**WHAT YOU ARE ASKED TO DO**. Every line below between the line holding "PR #74, opened 2021-03-19" and the line holding "latin-panda, line 15: Hi", inclusive, should be repeated exactly, and all other lines omitted.
------ EXERCISE DATA
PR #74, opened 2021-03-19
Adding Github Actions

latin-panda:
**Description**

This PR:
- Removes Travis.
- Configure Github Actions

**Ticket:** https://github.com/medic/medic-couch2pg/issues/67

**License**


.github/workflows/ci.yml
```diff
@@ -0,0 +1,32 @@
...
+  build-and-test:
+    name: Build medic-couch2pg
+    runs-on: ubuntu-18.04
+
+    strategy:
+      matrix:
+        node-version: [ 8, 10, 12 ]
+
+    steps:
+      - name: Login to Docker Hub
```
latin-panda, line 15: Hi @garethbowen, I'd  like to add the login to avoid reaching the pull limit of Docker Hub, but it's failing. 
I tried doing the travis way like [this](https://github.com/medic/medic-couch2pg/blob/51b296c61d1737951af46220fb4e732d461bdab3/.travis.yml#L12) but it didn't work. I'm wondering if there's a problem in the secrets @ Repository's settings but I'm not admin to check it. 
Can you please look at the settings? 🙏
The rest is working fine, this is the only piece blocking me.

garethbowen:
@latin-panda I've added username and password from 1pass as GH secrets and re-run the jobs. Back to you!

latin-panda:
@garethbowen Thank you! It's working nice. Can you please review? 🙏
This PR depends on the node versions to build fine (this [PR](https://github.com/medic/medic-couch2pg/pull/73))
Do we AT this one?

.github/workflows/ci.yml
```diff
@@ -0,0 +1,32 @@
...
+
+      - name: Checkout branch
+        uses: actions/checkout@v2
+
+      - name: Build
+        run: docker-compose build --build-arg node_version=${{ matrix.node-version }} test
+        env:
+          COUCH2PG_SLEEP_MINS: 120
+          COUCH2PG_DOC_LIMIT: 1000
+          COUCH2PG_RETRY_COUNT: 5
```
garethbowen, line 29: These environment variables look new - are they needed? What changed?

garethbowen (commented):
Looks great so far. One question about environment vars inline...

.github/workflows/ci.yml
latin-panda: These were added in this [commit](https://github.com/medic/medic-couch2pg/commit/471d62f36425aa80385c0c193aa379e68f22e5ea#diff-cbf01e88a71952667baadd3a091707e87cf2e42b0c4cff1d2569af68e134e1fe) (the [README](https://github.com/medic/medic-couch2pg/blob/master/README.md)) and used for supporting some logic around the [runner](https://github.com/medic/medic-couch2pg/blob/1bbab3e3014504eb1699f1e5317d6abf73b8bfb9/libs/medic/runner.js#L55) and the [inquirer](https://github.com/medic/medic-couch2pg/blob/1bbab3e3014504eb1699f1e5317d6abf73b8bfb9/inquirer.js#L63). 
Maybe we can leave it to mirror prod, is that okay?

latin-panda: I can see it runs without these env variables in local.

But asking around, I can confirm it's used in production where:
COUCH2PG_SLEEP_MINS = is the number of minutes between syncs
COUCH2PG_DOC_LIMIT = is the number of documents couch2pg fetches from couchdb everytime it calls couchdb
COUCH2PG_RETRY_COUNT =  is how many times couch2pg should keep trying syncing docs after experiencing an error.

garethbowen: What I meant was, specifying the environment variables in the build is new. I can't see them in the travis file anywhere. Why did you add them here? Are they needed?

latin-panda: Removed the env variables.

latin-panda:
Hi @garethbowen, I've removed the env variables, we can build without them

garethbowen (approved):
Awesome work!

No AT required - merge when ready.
------------
------ EXERCISE DATA
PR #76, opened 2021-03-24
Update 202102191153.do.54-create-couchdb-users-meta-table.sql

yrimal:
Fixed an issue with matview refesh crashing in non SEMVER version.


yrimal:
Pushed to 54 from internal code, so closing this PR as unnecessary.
------------
------ EXERCISE DATA
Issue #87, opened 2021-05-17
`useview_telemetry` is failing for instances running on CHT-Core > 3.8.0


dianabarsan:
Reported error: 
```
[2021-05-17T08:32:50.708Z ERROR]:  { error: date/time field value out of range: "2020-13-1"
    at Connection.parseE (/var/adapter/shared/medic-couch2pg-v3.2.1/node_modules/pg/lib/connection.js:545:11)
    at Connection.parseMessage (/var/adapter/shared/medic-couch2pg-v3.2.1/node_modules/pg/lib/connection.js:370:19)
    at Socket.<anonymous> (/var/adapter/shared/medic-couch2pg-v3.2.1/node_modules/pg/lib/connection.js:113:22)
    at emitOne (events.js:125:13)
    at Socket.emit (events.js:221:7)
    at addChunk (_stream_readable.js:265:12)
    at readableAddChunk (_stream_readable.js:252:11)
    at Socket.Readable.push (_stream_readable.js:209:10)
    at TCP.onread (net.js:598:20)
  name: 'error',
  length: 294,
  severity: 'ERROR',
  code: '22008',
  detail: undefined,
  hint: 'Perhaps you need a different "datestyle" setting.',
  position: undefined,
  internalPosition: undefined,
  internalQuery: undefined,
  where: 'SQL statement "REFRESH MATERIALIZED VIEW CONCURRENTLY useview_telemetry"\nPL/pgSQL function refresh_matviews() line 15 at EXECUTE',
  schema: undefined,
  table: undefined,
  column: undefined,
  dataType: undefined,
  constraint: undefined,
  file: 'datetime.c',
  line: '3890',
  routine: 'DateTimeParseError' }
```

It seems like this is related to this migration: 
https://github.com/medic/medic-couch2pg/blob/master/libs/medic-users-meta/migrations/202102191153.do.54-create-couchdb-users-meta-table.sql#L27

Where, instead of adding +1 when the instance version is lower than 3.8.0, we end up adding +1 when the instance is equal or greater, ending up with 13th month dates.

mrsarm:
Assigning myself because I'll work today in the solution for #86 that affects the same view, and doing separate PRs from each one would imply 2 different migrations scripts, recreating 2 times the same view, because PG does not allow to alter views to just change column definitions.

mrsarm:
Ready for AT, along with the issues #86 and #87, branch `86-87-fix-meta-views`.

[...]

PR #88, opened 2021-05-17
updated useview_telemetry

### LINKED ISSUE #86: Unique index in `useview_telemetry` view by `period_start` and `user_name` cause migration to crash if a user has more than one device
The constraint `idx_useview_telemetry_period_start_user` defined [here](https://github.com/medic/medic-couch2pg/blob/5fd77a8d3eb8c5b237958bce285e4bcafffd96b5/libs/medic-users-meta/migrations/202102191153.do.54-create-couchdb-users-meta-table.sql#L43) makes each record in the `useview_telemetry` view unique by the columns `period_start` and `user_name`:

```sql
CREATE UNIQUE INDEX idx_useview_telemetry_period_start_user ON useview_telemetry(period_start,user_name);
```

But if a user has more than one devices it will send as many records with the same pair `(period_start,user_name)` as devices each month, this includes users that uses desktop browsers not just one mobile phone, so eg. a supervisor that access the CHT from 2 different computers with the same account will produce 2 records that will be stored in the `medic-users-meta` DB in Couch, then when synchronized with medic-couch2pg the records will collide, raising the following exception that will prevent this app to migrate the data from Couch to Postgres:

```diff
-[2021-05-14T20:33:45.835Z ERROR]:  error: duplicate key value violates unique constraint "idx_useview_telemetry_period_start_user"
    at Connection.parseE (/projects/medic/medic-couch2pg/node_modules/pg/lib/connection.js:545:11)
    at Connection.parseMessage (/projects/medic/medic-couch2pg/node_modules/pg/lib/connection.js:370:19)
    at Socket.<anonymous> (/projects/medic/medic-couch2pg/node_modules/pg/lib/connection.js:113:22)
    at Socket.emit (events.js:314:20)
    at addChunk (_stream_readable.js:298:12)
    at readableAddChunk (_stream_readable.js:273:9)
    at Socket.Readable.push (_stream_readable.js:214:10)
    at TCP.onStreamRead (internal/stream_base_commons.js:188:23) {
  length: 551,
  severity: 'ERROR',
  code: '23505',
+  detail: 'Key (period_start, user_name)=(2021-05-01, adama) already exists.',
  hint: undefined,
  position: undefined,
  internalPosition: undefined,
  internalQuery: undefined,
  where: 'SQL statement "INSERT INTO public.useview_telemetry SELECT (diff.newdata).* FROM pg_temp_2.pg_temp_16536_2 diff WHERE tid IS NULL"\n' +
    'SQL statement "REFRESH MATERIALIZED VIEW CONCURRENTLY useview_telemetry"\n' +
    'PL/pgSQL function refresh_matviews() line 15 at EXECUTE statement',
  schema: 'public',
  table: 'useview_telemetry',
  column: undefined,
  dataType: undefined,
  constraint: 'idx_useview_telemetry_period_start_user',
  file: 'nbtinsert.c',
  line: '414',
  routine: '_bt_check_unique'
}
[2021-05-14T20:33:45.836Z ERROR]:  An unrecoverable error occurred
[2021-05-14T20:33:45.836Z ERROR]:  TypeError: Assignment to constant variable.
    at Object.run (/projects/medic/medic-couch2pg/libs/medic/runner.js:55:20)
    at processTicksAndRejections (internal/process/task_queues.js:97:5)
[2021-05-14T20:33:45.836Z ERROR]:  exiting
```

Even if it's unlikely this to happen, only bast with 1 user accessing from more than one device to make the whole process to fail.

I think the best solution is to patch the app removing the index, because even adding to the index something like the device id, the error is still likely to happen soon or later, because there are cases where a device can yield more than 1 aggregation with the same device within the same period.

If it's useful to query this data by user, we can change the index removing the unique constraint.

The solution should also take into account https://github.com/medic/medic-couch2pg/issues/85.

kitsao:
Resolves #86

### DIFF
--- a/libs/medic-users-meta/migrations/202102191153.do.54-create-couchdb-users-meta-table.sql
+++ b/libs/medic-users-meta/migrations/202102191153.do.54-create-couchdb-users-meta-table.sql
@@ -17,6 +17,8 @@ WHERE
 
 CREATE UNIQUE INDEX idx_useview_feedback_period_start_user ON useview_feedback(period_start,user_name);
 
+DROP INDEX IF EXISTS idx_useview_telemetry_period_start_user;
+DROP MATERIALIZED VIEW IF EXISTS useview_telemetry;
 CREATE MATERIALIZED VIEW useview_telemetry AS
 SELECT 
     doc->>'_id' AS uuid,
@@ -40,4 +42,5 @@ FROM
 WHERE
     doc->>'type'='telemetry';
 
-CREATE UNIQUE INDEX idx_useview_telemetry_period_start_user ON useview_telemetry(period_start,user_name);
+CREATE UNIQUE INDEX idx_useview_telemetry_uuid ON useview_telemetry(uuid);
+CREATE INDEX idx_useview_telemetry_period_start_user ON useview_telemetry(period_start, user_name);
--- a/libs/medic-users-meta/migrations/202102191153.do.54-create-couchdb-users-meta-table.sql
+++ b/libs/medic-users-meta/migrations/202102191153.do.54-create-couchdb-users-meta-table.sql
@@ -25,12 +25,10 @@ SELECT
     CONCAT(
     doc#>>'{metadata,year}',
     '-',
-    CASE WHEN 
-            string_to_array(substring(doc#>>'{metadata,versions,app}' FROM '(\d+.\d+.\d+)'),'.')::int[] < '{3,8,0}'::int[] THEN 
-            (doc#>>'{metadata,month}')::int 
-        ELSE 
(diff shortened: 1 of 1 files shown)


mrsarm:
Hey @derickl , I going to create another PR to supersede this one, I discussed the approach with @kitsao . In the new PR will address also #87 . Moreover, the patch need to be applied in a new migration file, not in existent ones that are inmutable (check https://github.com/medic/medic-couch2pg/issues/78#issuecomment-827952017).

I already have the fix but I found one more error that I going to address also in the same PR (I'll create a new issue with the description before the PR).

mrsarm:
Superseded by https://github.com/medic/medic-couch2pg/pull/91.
------------
**PROBLEM SOLUTION**.
PR #74, opened 2021-03-19
Adding Github Actions

latin-panda:
**Description**

This PR:
- Removes Travis.
- Configure Github Actions

**Ticket:** https://github.com/medic/medic-couch2pg/issues/67

**License**


.github/workflows/ci.yml
```diff
@@ -0,0 +1,32 @@
...
+  build-and-test:
+    name: Build medic-couch2pg
+    runs-on: ubuntu-18.04
+
+    strategy:
+      matrix:
+        node-version: [ 8, 10, 12 ]
+
+    steps:
+      - name: Login to Docker Hub
```
latin-panda, line 15: Hi @garethbowen, I'd  like to add the login to avoid reaching the pull limit of Docker Hub, but it's failing. 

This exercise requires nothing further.